→ Task objective
When the string "requestHeaders" occurs in a line of the records, show that line.

Source records: Begin

PR #503, opened 2021-11-19
Add requestHeaders info for Node.js

luismiramirez:
`requestHeaders` option will be available in the newest Node.js release.
Docs updated with info about it.

🚨  Please merge after releasing Node.js library with: https://github.com/appsignal/appsignal-nodejs/pull/506

### DIFF
--- a/data/config_options.yml
+++ b/data/config_options.yml
@@ -785,6 +785,65 @@ options:
         config :appsignal, :config,
           request_headers: []
         ```
+    nodejs:
+      config_key: requestHeaders
+      since: 2.2.5
+      type:
+        list:
+          - string
+      default_value:
+        - accept
+        - accept-charset
+        - accept-encoding
+        - accept-language
+        - cache-control
+        - connection
+        - content-length
+        - path-info
+        - range
+        - request-method
+        - request-uri
+        - server-name
+        - server-port
+        - server-protocol
+      description: |
+        The `requestHeaders` config option contains a list of HTTP request headers which are read and stored by the AppSignal Node.js package.
+
+        This `requestHeaders` config option is an *allowlist*, which means that it will only take headers as specified by this config option. If this config option is unset it will use the AppSignal default.
+
+        Following list is the AppSignal package default.
+
+        ```js
+        client = Appsignal.new(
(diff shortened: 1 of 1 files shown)


data/config_options.yml
```diff
@@ -785,6 +785,69 @@ options:
         config :appsignal, :config,
           request_headers: []
         ```
+    nodejs:
+      config_key: requestHeaders
+      since: 2.2.5
+      since_notes:
+        - Upgrade to `2.2.5` or higher is recommended.
```
tombruijn, line 792: We can remove this. It  already says when it was added.

data/config_options.yml
```diff
@@ -785,6 +785,69 @@ options:
...
+                     "content-length",
+                     "path-info",
+                     "range",
+                     "request-method",
+                     "request-uri",
+                     "server-name",
+                     "server-port",
+                     "server-protocol"
+                   ]
+                 )
```
tombruijn, line 837: Can fix the indenting here? Just two spaces is fine.

data/config_options.yml
```diff
@@ -785,6 +785,69 @@ options:
...
+        ```
+
+        To configure AppSignal to not store any HTTP request headers on AppSignal transactions, configure the option with an empty list.
+
+        ```js
+        client = Appsignal.new(
+                   // ...Other config opts
+                   requestHeaders: []
+                 )
```
tombruijn, line 846: Same here for indenting

data/config_options.yml
```diff
@@ -785,6 +785,69 @@ options:
...
+        ```
+
+
+
```
tombruijn, line 850:
```suggestion
```

tombruijn (approved):

data/config_options.yml
luismiramirez: Ok, it's based on the other two integrations

tombruijn: That's because we had to fix some things after it was originally released. We don't want users to use the old versions of the packages.

tombruijn (approved):

unflxw (approved):

shairyar (approved):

Source records: End

→ Result below
Add requestHeaders info for Node.js
`requestHeaders` option will be available in the newest Node.js release.
+      config_key: requestHeaders
+        The `requestHeaders` config option contains a list of HTTP request headers which are read and stored by the AppSignal Node.js package.
+        This `requestHeaders` config option is an *allowlist*, which means that it will only take headers as specified by this config option. If this config option is unset it will use the AppSignal default.
+      config_key: requestHeaders
+                   requestHeaders: []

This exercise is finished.